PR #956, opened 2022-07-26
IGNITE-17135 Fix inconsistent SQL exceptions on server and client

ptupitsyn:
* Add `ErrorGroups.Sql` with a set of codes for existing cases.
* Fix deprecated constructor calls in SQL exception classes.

==

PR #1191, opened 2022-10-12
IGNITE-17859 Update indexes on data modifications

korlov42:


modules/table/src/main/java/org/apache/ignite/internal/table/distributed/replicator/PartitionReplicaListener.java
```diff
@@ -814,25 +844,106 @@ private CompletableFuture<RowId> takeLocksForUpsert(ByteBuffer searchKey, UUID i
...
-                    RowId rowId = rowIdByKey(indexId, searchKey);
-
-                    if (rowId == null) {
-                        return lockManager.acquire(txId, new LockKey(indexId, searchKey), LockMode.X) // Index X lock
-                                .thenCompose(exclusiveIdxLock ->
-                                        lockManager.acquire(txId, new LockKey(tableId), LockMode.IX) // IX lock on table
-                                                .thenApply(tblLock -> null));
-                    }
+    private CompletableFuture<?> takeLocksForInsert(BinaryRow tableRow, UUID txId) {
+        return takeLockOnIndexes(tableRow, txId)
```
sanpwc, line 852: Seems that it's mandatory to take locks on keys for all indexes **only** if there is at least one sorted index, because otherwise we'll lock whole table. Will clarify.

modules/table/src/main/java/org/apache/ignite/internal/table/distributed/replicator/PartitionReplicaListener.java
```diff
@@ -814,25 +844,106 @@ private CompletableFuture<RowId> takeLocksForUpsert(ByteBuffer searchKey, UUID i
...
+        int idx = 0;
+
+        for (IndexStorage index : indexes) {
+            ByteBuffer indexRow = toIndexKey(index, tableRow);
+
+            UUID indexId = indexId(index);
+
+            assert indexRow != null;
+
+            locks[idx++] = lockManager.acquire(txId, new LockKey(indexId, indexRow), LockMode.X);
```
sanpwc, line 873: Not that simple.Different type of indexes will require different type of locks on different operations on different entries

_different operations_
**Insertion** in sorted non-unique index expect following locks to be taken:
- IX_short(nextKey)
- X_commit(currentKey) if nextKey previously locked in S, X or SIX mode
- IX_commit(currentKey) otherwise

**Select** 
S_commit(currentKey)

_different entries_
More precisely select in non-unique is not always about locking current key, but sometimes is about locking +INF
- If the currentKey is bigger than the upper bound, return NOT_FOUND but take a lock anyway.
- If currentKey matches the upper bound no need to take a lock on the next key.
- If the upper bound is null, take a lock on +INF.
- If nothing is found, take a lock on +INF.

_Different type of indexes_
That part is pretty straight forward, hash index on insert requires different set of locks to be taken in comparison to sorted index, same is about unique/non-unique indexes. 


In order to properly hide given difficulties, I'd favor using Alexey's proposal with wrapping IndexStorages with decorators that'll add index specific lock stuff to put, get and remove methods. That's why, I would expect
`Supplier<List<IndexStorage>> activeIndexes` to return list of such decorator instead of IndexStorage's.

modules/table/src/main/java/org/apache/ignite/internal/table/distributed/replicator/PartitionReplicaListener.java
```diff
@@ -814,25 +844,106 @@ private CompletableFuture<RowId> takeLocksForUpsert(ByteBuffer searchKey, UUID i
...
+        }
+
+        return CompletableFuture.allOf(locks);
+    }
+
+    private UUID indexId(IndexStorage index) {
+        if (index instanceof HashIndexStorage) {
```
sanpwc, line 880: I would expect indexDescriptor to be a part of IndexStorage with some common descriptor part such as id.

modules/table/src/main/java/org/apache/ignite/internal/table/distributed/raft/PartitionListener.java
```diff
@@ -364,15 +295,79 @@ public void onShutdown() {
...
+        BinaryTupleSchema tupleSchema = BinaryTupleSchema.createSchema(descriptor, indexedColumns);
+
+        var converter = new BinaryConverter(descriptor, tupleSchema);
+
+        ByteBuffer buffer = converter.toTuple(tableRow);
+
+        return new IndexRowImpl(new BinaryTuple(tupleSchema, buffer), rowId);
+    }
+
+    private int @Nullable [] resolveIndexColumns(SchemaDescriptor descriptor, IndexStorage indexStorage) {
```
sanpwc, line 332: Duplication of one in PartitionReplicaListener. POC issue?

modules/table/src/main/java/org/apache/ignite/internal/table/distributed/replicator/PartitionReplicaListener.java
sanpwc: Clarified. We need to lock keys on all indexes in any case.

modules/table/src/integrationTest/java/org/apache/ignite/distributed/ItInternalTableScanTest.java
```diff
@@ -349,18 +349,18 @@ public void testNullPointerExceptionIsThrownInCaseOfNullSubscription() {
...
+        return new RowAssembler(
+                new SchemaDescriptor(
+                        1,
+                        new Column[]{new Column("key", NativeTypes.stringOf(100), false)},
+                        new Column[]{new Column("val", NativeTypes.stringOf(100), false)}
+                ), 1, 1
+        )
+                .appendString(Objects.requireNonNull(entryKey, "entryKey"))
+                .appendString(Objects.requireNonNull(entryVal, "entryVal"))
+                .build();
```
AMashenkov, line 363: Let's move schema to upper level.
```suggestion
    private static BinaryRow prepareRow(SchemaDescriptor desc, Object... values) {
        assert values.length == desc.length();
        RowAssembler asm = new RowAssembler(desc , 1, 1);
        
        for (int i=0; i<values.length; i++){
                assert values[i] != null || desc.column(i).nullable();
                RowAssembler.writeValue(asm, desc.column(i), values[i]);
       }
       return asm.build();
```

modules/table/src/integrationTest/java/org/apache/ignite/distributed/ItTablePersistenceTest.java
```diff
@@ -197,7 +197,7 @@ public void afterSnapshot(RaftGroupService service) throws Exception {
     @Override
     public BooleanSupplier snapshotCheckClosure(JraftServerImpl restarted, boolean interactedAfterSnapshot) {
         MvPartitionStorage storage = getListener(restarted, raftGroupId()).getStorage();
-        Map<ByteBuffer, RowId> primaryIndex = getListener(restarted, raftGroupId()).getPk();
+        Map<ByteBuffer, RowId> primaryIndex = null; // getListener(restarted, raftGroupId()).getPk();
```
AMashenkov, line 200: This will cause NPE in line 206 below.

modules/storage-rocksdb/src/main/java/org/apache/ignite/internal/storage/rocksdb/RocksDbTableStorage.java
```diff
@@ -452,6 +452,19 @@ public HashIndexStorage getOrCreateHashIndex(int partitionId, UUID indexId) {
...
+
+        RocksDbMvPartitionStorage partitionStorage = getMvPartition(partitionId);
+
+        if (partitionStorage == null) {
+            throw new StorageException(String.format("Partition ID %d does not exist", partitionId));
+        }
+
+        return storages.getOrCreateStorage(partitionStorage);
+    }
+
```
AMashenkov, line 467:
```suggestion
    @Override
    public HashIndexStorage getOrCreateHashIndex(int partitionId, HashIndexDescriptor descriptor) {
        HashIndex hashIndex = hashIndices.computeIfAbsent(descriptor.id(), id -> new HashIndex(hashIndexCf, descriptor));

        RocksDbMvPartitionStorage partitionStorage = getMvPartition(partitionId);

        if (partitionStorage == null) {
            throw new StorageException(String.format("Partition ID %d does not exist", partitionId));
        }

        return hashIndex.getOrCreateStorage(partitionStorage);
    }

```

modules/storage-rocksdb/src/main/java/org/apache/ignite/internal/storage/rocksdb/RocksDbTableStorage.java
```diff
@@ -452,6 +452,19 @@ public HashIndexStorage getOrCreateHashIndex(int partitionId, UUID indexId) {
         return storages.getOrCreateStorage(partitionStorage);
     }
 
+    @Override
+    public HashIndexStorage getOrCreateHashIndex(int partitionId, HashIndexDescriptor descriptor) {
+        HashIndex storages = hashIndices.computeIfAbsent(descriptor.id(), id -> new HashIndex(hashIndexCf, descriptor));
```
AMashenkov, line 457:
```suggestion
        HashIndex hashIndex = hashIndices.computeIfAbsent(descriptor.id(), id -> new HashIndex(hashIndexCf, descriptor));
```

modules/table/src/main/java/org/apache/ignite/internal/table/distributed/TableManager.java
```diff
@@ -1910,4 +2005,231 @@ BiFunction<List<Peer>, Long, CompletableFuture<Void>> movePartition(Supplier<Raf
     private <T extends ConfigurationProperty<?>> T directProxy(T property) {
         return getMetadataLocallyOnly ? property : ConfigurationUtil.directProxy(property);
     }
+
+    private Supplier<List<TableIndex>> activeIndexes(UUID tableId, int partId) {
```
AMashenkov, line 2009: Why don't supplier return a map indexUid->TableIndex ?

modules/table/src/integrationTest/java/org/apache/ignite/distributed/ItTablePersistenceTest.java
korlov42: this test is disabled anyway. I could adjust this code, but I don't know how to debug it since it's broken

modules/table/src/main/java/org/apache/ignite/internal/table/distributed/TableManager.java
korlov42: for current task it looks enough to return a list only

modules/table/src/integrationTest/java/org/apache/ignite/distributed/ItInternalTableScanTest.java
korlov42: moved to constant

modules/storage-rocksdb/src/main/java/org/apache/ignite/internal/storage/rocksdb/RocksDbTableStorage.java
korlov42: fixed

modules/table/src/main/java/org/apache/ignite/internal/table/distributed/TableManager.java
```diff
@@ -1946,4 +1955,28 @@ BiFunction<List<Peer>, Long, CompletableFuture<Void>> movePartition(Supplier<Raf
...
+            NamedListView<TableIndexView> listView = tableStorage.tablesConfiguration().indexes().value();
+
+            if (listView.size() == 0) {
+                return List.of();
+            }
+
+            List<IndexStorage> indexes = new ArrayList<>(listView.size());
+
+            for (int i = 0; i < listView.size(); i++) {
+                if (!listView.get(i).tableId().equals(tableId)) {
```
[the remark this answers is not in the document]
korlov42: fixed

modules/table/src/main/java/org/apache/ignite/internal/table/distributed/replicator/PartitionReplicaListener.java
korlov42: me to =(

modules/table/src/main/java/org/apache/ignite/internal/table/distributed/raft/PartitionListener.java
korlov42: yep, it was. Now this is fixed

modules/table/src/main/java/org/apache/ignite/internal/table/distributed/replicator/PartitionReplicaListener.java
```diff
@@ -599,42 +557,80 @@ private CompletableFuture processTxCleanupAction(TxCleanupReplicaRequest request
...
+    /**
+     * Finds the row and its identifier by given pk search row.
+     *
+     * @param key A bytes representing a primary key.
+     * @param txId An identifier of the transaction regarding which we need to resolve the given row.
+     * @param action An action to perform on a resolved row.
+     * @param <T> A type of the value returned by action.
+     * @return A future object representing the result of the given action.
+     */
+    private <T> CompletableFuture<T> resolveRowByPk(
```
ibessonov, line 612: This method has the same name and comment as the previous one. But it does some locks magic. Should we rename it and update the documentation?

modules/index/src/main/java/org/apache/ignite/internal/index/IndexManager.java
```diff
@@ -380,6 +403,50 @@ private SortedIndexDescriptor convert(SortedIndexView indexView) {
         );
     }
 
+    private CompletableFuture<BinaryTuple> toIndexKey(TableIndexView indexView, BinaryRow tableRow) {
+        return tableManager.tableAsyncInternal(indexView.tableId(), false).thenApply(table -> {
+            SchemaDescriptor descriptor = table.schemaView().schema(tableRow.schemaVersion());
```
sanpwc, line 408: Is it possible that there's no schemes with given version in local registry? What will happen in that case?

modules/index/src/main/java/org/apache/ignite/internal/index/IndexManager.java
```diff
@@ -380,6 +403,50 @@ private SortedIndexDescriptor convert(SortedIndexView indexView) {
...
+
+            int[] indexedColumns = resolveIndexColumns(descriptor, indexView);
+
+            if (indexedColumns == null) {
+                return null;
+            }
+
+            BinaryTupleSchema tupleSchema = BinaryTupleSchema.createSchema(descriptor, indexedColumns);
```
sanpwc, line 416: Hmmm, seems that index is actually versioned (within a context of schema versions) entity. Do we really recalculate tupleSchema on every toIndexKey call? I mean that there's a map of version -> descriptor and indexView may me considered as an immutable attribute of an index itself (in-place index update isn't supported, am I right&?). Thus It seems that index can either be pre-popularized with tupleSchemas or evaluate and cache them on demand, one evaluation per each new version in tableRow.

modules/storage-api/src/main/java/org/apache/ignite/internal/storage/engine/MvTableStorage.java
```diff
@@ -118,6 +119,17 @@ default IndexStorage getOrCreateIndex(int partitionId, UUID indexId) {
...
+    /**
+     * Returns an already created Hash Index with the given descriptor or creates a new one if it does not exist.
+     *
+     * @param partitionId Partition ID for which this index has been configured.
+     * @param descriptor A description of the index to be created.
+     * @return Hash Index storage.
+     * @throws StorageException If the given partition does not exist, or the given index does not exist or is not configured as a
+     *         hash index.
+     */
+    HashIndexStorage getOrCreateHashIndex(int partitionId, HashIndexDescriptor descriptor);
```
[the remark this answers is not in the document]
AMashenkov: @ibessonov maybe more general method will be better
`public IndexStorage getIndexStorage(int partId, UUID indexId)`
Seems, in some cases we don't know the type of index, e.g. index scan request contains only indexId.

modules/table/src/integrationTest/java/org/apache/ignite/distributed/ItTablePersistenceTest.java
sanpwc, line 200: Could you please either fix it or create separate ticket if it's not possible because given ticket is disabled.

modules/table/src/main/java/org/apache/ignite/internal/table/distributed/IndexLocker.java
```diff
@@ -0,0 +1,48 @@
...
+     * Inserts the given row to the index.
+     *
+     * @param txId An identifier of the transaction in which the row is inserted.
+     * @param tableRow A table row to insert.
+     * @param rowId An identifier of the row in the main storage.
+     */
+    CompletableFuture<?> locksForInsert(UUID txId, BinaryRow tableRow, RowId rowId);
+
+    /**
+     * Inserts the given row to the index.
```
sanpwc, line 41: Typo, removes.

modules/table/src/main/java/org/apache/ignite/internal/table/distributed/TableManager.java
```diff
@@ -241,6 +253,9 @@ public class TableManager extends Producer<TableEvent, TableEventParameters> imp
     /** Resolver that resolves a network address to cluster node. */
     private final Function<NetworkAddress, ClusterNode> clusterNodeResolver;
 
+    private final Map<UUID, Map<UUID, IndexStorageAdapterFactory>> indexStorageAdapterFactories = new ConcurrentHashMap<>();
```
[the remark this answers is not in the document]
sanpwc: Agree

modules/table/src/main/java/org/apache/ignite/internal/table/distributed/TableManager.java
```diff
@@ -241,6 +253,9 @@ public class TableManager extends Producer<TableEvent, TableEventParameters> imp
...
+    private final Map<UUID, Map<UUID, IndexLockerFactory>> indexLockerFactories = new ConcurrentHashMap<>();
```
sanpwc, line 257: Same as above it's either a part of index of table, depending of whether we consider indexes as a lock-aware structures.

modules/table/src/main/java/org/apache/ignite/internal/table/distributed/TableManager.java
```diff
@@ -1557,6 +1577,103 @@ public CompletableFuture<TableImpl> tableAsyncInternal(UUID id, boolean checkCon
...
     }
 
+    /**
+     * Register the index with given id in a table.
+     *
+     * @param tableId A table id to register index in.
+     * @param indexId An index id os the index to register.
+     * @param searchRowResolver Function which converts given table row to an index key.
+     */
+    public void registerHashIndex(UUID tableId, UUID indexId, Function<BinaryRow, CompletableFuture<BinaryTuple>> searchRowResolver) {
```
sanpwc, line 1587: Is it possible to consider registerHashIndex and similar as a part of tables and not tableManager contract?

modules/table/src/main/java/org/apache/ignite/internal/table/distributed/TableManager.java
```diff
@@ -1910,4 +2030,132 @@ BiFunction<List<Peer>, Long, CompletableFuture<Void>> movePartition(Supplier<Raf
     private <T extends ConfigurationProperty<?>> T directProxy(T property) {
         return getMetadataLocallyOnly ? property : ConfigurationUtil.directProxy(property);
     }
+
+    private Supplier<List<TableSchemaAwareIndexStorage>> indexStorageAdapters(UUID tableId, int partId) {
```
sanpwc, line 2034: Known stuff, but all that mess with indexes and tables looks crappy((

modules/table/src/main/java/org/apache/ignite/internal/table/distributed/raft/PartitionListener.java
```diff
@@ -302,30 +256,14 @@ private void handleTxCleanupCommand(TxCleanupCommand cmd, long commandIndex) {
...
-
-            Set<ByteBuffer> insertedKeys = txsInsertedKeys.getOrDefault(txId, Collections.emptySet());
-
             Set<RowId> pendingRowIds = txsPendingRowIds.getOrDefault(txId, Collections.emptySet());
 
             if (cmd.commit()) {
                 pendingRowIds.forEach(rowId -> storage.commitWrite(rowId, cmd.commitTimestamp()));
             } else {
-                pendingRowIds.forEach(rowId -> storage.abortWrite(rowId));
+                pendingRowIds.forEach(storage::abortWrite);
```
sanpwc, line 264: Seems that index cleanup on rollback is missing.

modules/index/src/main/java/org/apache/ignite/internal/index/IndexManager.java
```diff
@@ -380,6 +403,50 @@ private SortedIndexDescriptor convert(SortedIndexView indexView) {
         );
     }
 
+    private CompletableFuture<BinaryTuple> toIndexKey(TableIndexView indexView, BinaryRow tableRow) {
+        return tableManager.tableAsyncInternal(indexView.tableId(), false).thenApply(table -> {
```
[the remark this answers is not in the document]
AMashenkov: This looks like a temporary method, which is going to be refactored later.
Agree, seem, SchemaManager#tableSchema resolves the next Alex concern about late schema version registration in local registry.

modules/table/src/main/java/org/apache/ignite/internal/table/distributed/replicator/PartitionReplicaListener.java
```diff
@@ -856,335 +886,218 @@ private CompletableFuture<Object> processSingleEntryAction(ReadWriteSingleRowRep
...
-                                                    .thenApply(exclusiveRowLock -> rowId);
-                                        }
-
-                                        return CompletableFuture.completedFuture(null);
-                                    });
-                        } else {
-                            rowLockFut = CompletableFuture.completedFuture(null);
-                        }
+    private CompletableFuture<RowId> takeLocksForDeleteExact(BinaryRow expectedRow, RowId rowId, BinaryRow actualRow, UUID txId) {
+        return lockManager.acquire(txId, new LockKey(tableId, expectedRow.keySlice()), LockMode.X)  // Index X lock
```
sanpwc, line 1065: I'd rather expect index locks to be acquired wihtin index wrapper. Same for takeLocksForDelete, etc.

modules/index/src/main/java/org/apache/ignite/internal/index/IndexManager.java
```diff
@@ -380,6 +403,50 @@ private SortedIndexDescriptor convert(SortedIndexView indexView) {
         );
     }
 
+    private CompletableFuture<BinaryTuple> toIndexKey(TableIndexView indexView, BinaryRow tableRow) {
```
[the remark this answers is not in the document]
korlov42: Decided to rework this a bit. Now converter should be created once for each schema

## [Problem to solve]
What lines in the material above include "AMashenkov"? Copy every one of them.

## [Task solution]
AMashenkov, line 363: Let's move schema to upper level.
AMashenkov, line 200: This will cause NPE in line 206 below.
AMashenkov, line 467:
AMashenkov, line 457:
AMashenkov, line 2009: Why don't supplier return a map indexUid->TableIndex ?
AMashenkov: @ibessonov maybe more general method will be better
AMashenkov: This looks like a temporary method, which is going to be refactored later.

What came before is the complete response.